2010年6月24日、アップルのスマートフォン「iPhone 4」がついに発売された。事前の予約は早々に打ち切られ、発売当日には早朝から購入待ちの長い行列ができるなど、予想を超える過熱ぶりがテレビや新聞でたびたび報じられた。

 いざiPhone 4を入手したら、それまで使ってきたiPhone 3GSやiPhone 3Gなどの手持ちの旧型iPhoneを買い取りに出してお金の足しにしよう、と考えている人も多いだろう。だが、iPhone 4の発売で旧型iPhoneの買い取り量が増えることを見込み、早くもアキバの中古ケータイショップの買い取りや販売価格に動きが出ているようだ。

6月24日に発売が始まった「iPhone 4」。予想を超える人気で、早々に予約を打ち切る販売店が続出。数少ない当日販売分を狙い、発売3日ほど前から販売店の前に並ぶ人も現れた(画像クリックで拡大)

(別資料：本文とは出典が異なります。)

PR #2903, opened 2026-03-09
workflows: Use IBM Actions Z runners for s390x CI jobs

BbolroC:
As a follow-up to #2673, switch the remaining self-hosted runners labeled 's390x' to IBM Actions Z runners.

IBM Actions Z runners currently do not support nested virtualization, so keep the existing configuration for the runner labeled 's390x-large'.

### DIFF
--- a/.github/actionlint.yaml
+++ b/.github/actionlint.yaml
@@ -6,6 +6,5 @@
 self-hosted-runner:
   # Labels of self-hosted runner that linter should ignore
   labels:
-    - S390X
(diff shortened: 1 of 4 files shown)


BbolroC:
### Note to reviewers

This change will likely require follow-up PRs to fix CI issues that cannot be predicted before merging. Since we are close to a new release, please merge this after the release. Thanks!

wainersm (approved):
Thanks @BbolroC !

PR #2914, opened 2026-03-11
mkosi: Bump to Fedora 43

BbolroC:
As Fedora 41 reached EOL in May 2025, it seems the GPG online bundle now only contains keys for Fedora 42 and above, not 41. 

Bump to Fedora 43.


BbolroC:
An error was observed on s390x: https://github.com/confidential-containers/cloud-api-adaptor/actions/runs/22942801078/job/66587941401

PR #2916, opened 2026-03-11
Gpu

yousef-cohere:


bpradipt:
@yousef-cohere we are progressing towards switching from Fedora to Ubuntu based mkosi and one of the reasons is stable support for NVIDIA GPUs. Take a look at - https://github.com/confidential-containers/cloud-api-adaptor/blob/main/src/cloud-api-adaptor/podvm-mkosi/Dockerfile.mkosi.ubuntu

Can you target your work towards Ubuntu mkosi. Also wondering if we can use systemd extensions for such additions. 

cc @mkulke

mkulke:
> @yousef-cohere we are progressing towards switching from Fedora to Ubuntu based mkosi and one of the reasons is stable support for NVIDIA GPUs. Take a look at - https://github.com/confidential-containers/cloud-api-adaptor/blob/main/src/cloud-api-adaptor/podvm-mkosi/Dockerfile.mkosi.ubuntu
> 
> Can you target your work towards Ubuntu mkosi. Also wondering if we can use systemd extensions for such additions.
> 
> cc @mkulke

I don't think sysext is a good fit here, we own the image building process fully and the point of migration to ubuntu was to have supported nvidia drivers from the distro's repository, no?

bpradipt:
> > @yousef-cohere we are progressing towards switching from Fedora to Ubuntu based mkosi and one of the reasons is stable support for NVIDIA GPUs. Take a look at - https://github.com/confidential-containers/cloud-api-adaptor/blob/main/src/cloud-api-adaptor/podvm-mkosi/Dockerfile.mkosi.ubuntu
> > Can you target your work towards Ubuntu mkosi. Also wondering if we can use systemd extensions for such additions.
> > cc @mkulke
> 
> I don't think sysext is a good fit here, we own the image building process fully and the point of migration to ubuntu was to have supported nvidia drivers from the distro's repository, no?

I was wondering whether we should have a single image or a base image + extensions?  Is having extensions even worth it for our use case? Not sure honestly

mkulke:
> > > @yousef-cohere we are progressing towards switching from Fedora to Ubuntu based mkosi and one of the reasons is stable support for NVIDIA GPUs. Take a look at - https://github.com/confidential-containers/cloud-api-adaptor/blob/main/src/cloud-api-adaptor/podvm-mkosi/Dockerfile.mkosi.ubuntu
> > > Can you target your work towards Ubuntu mkosi. Also wondering if we can use systemd extensions for such additions.
> > > cc @mkulke
> > 
> > 
> > I don't think sysext is a good fit here, we own the image building process fully and the point of migration to ubuntu was to have supported nvidia drivers from the distro's repository, no?
> 
> I was wondering whether we should have a single image or a base image + extensions? Is having extensions even worth it for our use case? Not sure honestly

I wouldn't start with that without a good reason, it'll add complexity.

 買い取りに出そうと考えている人は、少しでも高く手放したいはずだ。今回は、iPhone 4発売直前の買い取り状況を調査しつつ、誰よりも高く買い取ってもらうためのポイントをアキバのショップに取材した。

iPhone 3G/3GSをより高く売りたいならば、1日でも早く!

 中古ケータイの取り扱いを強化しているじゃんぱら 秋葉原4号店の北風大輔氏は、「iPhoneの買い取り価格は、今ならまだ高い水準で推移している」と語る。iPhone 3GSの16GBモデル「MC131J/A」の買い取り価格は2万5000円と、「実質負担金ゼロ」の販売方法からすると意外に高い印象だ。さらにひと世代前となるiPhone 3Gでも、8GBモデル「MB489J/A」が1万6000円とこちらも高値を付けていた。安定した需要を背景に、一般的な携帯電話よりも高い買い取り価格を設定していた。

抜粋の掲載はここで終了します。